Plot to kill PM mentioned in two lines of 5,160-page charge sheet
In a charge sheet filed by the Pune police against 5 civil rights activists, charging them with membership of the banned organisation CPI (M) and for plotting to Kill PM Modi
It is a mammoth 5,160-page charge sheet, written in Marathi, that Pune police has filed against the five civil rights activists arrested dramatically earlier this year. Shoma Sen, Surendra Gadling, Sudhir Dhawale, Rona Wilson and Mahesh Raut have been in jail since June this year after they were charged with being members of the banned Communist Party of India (Maoist) and for waging war against the state.
Curiously, while several TV channels went to town after November 15, when the charge sheet was filed, and claimed that the activists had also been charged with hatching a plot to assassinate Prime Minister Narendra Modi, it appears the plot finds mention in only two lines of the mammoth charge sheet and provides no further detail at all.
Television channels also went overboard in dragging the name of Congress leader Digvijay Singh as part of the plot. They claimed that the charge sheet mentioned his involvement and his mobile phone number which was used in getting in touch with the Maoists.
While Pune Police has since then clarified that the charge sheet makes no mention of the Congress leader and that there were no plans to question him, a police officer has also been quoted in the media as saying that the phone number was mentioned because it was referred to by a number of activists in their correspondence.
Digvijay Singh has clarified that the phone number in question is the official phone given by the Rajya Sabha to a Member and that it is clearly mentioned in his profile on the Rajya Sabha’s website. The number was in public domain and anybody could have referred to the phone number. He also claimed that he has not used the phone for the past four years.
Surendra Gadling, himself a lawyer who is fighting his own case, told the special court, “All accusations against me are based on electronic data but we are not given that data. We are only given hard copies of the charge sheet.
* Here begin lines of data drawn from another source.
PR #1194, opened 2019-10-21
Remove SDLGL-FB16/32 renderers

D15C0DE:
These have been disabled in release builds 14 years ago, and have been deprecated for over 10 years.

The second commit in this pull request dissolves the confusingly named SDLGLOutputSurface class, which lost most of its function after the removal of the SDLGL-FB renderers. For the common saveScreenshot code I used a static member function, just like in the SDL renderer.


mthuurne:
In what way are they deprecated? We kept them around in developer builds as a debug tool, if I recall correctly.

That said, I've been arguing that software scaling is not viable long-term, with hi-DPI screens becoming more common. So I'd like to keep a 1x and perhaps a 2x software scaler and drop the rest. In that case, the FB16/32 renderers become less useful. This PR shows the code can be simplified by dropping them, so that's probably a good move then.

One thing in the patch that seems a bit strange at a first glance is giving `clearScreen()` an empty default implementation. If that's not necessary, I'd rather keep it abstract, or at least change it in a separate commit if there is a strong reason to do so.

D15C0DE:
Deprecated as in commit messages as early as 2009 mentioned them likely to be removed in the future.

For clearScreen() I used the same empty default mechanism that was used for other methods in that class which only apply to frame buffers.

m9710797:
Occasionally I still used the FB16 renderer to check if 16bpp software rendering still works. Probably no current machine (desktop, laptop, mobile) is still using a 16bpp output mode. But we once had plans to try using 16bpp to speedup the openGL renderer: do MSX rendering in 16bpp (should be enough), upload this (half as much) data to a texture, and do color conversion (to 32bpp) with pixel shaders. Never got around to this, so not a strong enough reason to keep FB16.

Police seized all electronic devices five months ago but still cannot give us copies. I am accepting this charge sheet under protest.” One of the defence lawyers said that if police had evidence, they would have filed the charge sheet on time by September.
Rahul Deshmukh, lawyer of Shoma Sen, said, “The whole case is based on alleged letters police found in laptops, hard discs and other electronic devices at the houses of the accused. What is the credibility of these letters that have no headers, no date and place? As per the charge sheet, Rona Wilson and Kishan Bose, another accused Maoist who is underground, planned to assassinate the Prime Minister. Suppose somebody did want to kill the Prime Minister, do you believe he will write it down explicitly and leave a trail? WiIl he or she not use code words?”
“The pattern is the same with several other accusations police have made like buying weapons from Manipur and Nepal to create chaos in India. Why would they write letters in such detail and in so many words if indeed they were involved in clandestine activities? Such evidence will not pass legal scrutiny,” Deshmukh added.
Another defence lawyer said on condition of anonymity, “Letters police have produced as evidences showing links with Maoists are already in public domain. Like Gautam Navlakha had taken an interview of Ganapathy, member of banned Maoist Party, is already in public domain. What does the interview prove? Many events and dates similarly don’t match.”
Rohan Nahar, another defence lawyer, said, “Sambhaji Bhide and Milind Ekbote, right wing activists are the ones who incited violence at Bhima Koregoan on January 1 this year. To protect them, the state government through Pune police have accused the activists who work for the downtrodden and the poor.”
Political observers believe the BJP government would like to keep this case alive till election time so as to deflect attention from their failure to deliver on promises.